Kebaya, 20 East 17th Street, 212-641-0401, kebayanyc.com.
Seaweed Salad With a Pedigree
Atlantic Sea Farms, a company devoted to harvesting kelp that’s regeneratively cultivated in the gulf of Maine and turning it into nutrient-dense food, has added fermented seaweed salad spiked with gochujang, Sichuan peppercorns and Thai bird chiles to its lineup. This versatile vegan product can add crunchy, briny richness and lingering heat to sandwiches, bowls of ramen, tacos, stir-fries, rice dishes, eggs and dips. Like that accessible jar of peanut butter, it’s hard to refrain from snacking on it; but why would you?
Atlantic Sea Farms Spicy Gochujang Seaweed Salad, $10.49 for 15 ounces at Whole Foods, atlanticseafarms.com.

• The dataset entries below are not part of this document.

Issue #1101, opened 2023-11-28
[FEAT] Make wash claims aware of wasmcloud.toml


brooksmtownsend:
## Feature
Just like `wash build` infers information about a project from the `wasmcloud.toml` file, it should be a one step process to run `wash claims sign` to sign an existing wasm file without building.

## Alternatives considered
Instead of adding this support, we could make the signing process a core piece of the `build` command. I don't see any reason why having flexibility here would be bad, running the sign command without worrying about the build process at all is valuable and this would essentially just reduce the number of parameters necessary to supply with `wash claims sign`. 

## Origin

              One thing about the `--sign-only` flag: Would it be better user experience for `wash sign` to be `wasmcloud.toml` aware? It feels like that would be more discoverable and ergonomic from my POV

_Originally posted by @thomastaylor312 in https://github.com/wasmCloud/wasmCloud/issues/938#issuecomment-1808926592_

connorsmith256:
Closing since this is obviated by https://github.com/wasmCloud/wasmCloud/issues/1219

PR #1166, opened 2023-12-13
[FEAT] Make wash claims aware of wasmcloud.toml

ahmedtadde:
## Feature or Problem
Just like wash build infers information about a project from the `wasmcloud.toml` file, it should be a one step process to run wash claims sign to sign an existing `wasm` file without building.

## Related Issues
#1101

## Release Information
`wash-cli v0.25.0`

## Consumer Impact
better dx

### Unit Test(s)
- all existing tests work as expected; refactor has no regression
- added [rust_actor_metadata_with_project_config_overrides](https://github.com/ahmedtadde/wasmCloud/blob/39d635f907431df5ee814c5d8a13c72f228ec0d5/crates/wash-lib/src/cli/claims.rs#L1384) and [rust_provider_metadata_with_project_config_overrides](https://github.com/ahmedtadde/wasmCloud/blob/39d635f907431df5ee814c5d8a13c72f228ec0d5/crates/wash-lib/src/cli/claims.rs#L1540) to test `wasmcloud.toml` configuration on `wash claims ...` commands

### Acceptance or Integration
all existing tests work as expected; refactor has no regression

### DIFF
--- a/crates/wash-lib/src/cli/mod.rs
+++ b/crates/wash-lib/src/cli/mod.rs
@@ -274,12 +274,15 @@ pub fn extract_keypair(
         let key_dir = match (&keygen_type, directory) {
             (_, Some(d)) => KeyDir::new(d)?,
             (KeyPairType::Module, _) => {
-                let project_config = get_config(None, Some(true))?;
-                match project_config.project_type {
-                    TypeConfig::Actor(ref actor_config) => {
-                        KeyDir::new(&actor_config.key_directory)?
+                if let Ok(project_config) = get_config(None, Some(true)) {
+                    match project_config.project_type {
+                        TypeConfig::Actor(ref actor_config) => {
+                            KeyDir::new(&actor_config.key_directory)?
+                        }
+                        _ => default_key_dir,
                     }
-                    _ => default_key_dir,
+                } else {
+                    default_key_dir
                 }
             }
             _ => default_key_dir,
--- a/crates/wash-lib/src/cli/mod.rs
+++ b/crates/wash-lib/src/cli/mod.rs
@@ -30,6 +30,7 @@ use crate::{
         fs::{read_key, KeyDir},
         KeyManager,
     },
+    parser::{get_config, TypeConfig},
 };
 
 pub mod capture;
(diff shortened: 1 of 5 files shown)


crates/wash-lib/src/cli/mod.rs
```diff
@@ -269,7 +270,31 @@ pub fn extract_keypair(
...
+                                    _ => default(),
+                                }
+                            } else {
+                                default()
+                            }
+                        }
+                    }
+                }
+                _ => KeyDir::new(determine_directory(directory)?),
+            }
```
brooksmtownsend, line 295: This statement may be more human-readable if the output was the directory that needed to be wrapped in `KeyDir::new()`, if that makes sense. 

My main issue with this setup is the function `default`, which is a nice use of a closure but is assigning to a name that seems like a reserved keyword.

brooksmtownsend (commented):
One request regarding the closure.

This issue will partially address #1101 in the ability to sign using claims in a wasmcloud.toml key directory which is awesome. The rest of the issue, signing with capability claims for example, can be completed as a followup or in this PR 😄

brooksmtownsend (approved):
One request regarding the closure.

This issue will partially address #1101 in the ability to sign using claims in a wasmcloud.toml key directory which is awesome. The rest of the issue, signing with capability claims for example, can be completed as a followup or in this PR 😄

brooksmtownsend (changes requested):
Meant to request change, not approve. Apologies for the confusion

ahmedtadde:
hey @brooksmtownsend, you mentioned
> the ability to sign using claims in a wasmcloud.toml key directory
by `claims` here, i assume you mean the signing `nk` key that is found/created in the key directory

> The rest of the issue, signing with capability claims for example, can be completed as a followup or in this PR 😄
i actually didn't get this at all originally. but now that you mentioned it, it sounds like we want to be  able to set fields on `ActorMetadata` and `ProviderMetadata` based on configuration in `wasmcloud.toml` (ie, when the user does specify via cli args or env vars). If that is the case, can you confirm the following configuration keys of interest:
-  `ActorMetadata` => `actor.claims, actor.call_alias, actor.destination, actor.tags?, version, revision, name`
- `ProviderMetadata` => `provider.capability_id, provider.vendor, version, revision, name`

crates/wash-lib/src/cli/mod.rs
ahmedtadde: i updated the logic, let me know if that works

ahmedtadde:
hey @brooksmtownsend  thanks for the feedback on my last inquiry. I have two more questions that came when i resumed word on this...

should `name, rev, ver` become optional on `ActorMetadata` now that the claims command is supposed to be `wasmcloud.toml` aware? The awareness of the project config is, otherwise, not useful for those particular args.
In addition, should the `provider` flag be removed on that same struct at this point?

brooksmtownsend:
@ahmedtadde Great questions, I think both of your assumptions are correct when it comes to unioning the caps + tags, we can handle those cases but it would be nice to just have folks use the wasmcloud.toml file. 

> should name, rev, ver become optional on ActorMetadata now that the claims command is supposed to be wasmcloud.toml aware?
I think they can be optional command line arguments, but I think they are still required when it comes to signing so if they aren't supplied then a project config is required.

> In addition, should the provider flag be removed on that same struct at this point?
I think so, I can't think of any reason why we should keep it

brooksmtownsend (approved):
This looks great, I'm excited to try this out!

A Vermont Classic Gets an Update
The first edition of “The Vermont Farm Table Cookbook,” with recipes and stories from farms, restaurants, dairies, markets and other establishments, was published 10 years ago. Now the book has been revised and updated to reflect “how their businesses and farming ventures have, in some cases, been refashioned to meet the changing times,” as explained in the introduction. Seasonality is front and center with alluring dishes like fresh corn quiche, pasta with goat cheese and roasted tomatoes, fall root vegetable salad, farmhouse Cheddar poutine with scallions, and sea scallops with smoked bacon and maple cream. Only one of Vermont’s wineries, now numbering more than a dozen and increasing in response to climate change, were included, though many distilleries, another growing industry, are highlighted.
“The Vermont Farm Table Cookbook: Homegrown Recipes from the Green Mountain State” by Tracey Medeiros (Countryman Press, $25.95 paper).
A Grüner Veltliner, Hold the Buzz
Add a new, mostly grüner veltliner to the growing list of commendable nonalcoholic white wines. Studio Null, based in San Francisco, has a portfolio of buzz-free whites, reds, rosés and sparklers, and has introduced Grüner Weiss 2022, made from grüner veltliner with some gelber muskateller. It is sourced from a sustainable winery, Baumgartner, where grapes were first planted in 1725 in the Lower Austria wine region. The food-friendly wine is finished in Germany, and offers refreshingly crisp minerality with lemony fruit. Wine with lunch, but you’ll be driving or have to get back to work? No problem.
Studio Null Grüner Weiss, $32, nullwines.com.
A Tasting for the Anne Saxelby Legacy Fund
Last year’s Anne Saxelby Legacy Fund Benefit in Chelsea Market, to honor the cheese expert who died in 2021 and to support the fund’s paid internships on farms, offered tastings by more than 60 chefs. This year’s event has been vastly expanded to more than 100 participants on two levels of the market, from Ninth to 10th Avenues, with many restaurants, artisan food producers, farmers, cocktail experts, wineries and breweries. There will be bites like red wattle pork rillettes, deviled eggs, vitello tonnato, Hudson Valley vegetable crudo, sweet pepper anchovy tart, and mini doughnut crisps, and tastings of beers, vermouths and a Moroccan tea.
Anne Saxelby Legacy Fund Benefit, Sept. 13, 6 to 10 p.m., Chelsea Market, 75 Ninth Avenue (15th Street), $250 ($125 for students and industry professionals), annesaxelbylegacyfund.org.